> **REQUIRED WORK**: Only one stretch of the records below should be repeated. It starts with the line containing "import no.unit.nva.model.contexttypes.venue.Venue;" and goes on through the line containing "(diff shortened: 1 of 34 files shown)", exactly as written.

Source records
--- START ---

PR #200, opened 2021-09-30
Add artistic content

brinxmat:
- Looks like a lot of code, but 2/3 is documentation JSON
- Adds classes for representation of artistic content
- Since they don't have pages, they have a null page object

### DIFF
--- a/nva-datamodel-java/src/main/java/no/unit/nva/model/contexttypes/ArtisticDesign.java
+++ b/nva-datamodel-java/src/main/java/no/unit/nva/model/contexttypes/ArtisticDesign.java
@@ -5,8 +5,11 @@ import com.fasterxml.jackson.annotation.JsonTypeInfo;
 import no.unit.nva.model.contexttypes.venue.Venue;
 import nva.commons.core.JacocoGenerated;
 
+import java.util.Collections;
 import java.util.List;
 import java.util.Objects;
+
+import static java.util.Objects.nonNull;
 
 @JsonTypeInfo(use = JsonTypeInfo.Id.NAME, property = "type")
 public class ArtisticDesign implements PublicationContext {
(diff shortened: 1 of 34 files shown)


nva-datamodel-java/src/main/java/no/unit/nva/model/contexttypes/ArtisticDesign.java
```diff
@@ -0,0 +1,44 @@
...
+
+@JsonTypeInfo(use = JsonTypeInfo.Id.NAME, property = "type")
+public class ArtisticDesign implements PublicationContext {
+    public static final String VENUES = "venues";
+
+    @JsonProperty(VENUES)
+    private final List<Venue> venues;
+
+    public ArtisticDesign(@JsonProperty(VENUES) List<Venue> venues) {
+        this.venues = venues;
```
axthosarouris, line 19: maybe we should have something like `Objects.nonNull(venues)? venues : Collections.emptyList()`?

nva-datamodel-java/src/test/java/no/unit/nva/model/util/PublicationGenerator.java
```diff
@@ -101,6 +115,50 @@ public static Publication generatePublication(String type) throws InvalidIssnExc
                                                                       InvalidUnconfirmedSeriesException {
         Reference reference;
         switch (type) {
+            case "ArtisticDesignClothingDesign":
```
axthosarouris, line 118: Maybe in the future we should consider something like this: https://stackoverflow.com/questions/347248/how-can-i-get-a-list-of-all-the-implementations-of-an-interface-programmatically ?

axthosarouris (approved):

janbj (approved):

--- END ---

> **OUTPUT FOR THIS EXERCISE**:
 import no.unit.nva.model.contexttypes.venue.Venue;
 import nva.commons.core.JacocoGenerated;
 
+import java.util.Collections;
 import java.util.List;
 import java.util.Objects;
+
+import static java.util.Objects.nonNull;
 
 @JsonTypeInfo(use = JsonTypeInfo.Id.NAME, property = "type")
 public class ArtisticDesign implements PublicationContext {
(diff shortened: 1 of 34 files shown)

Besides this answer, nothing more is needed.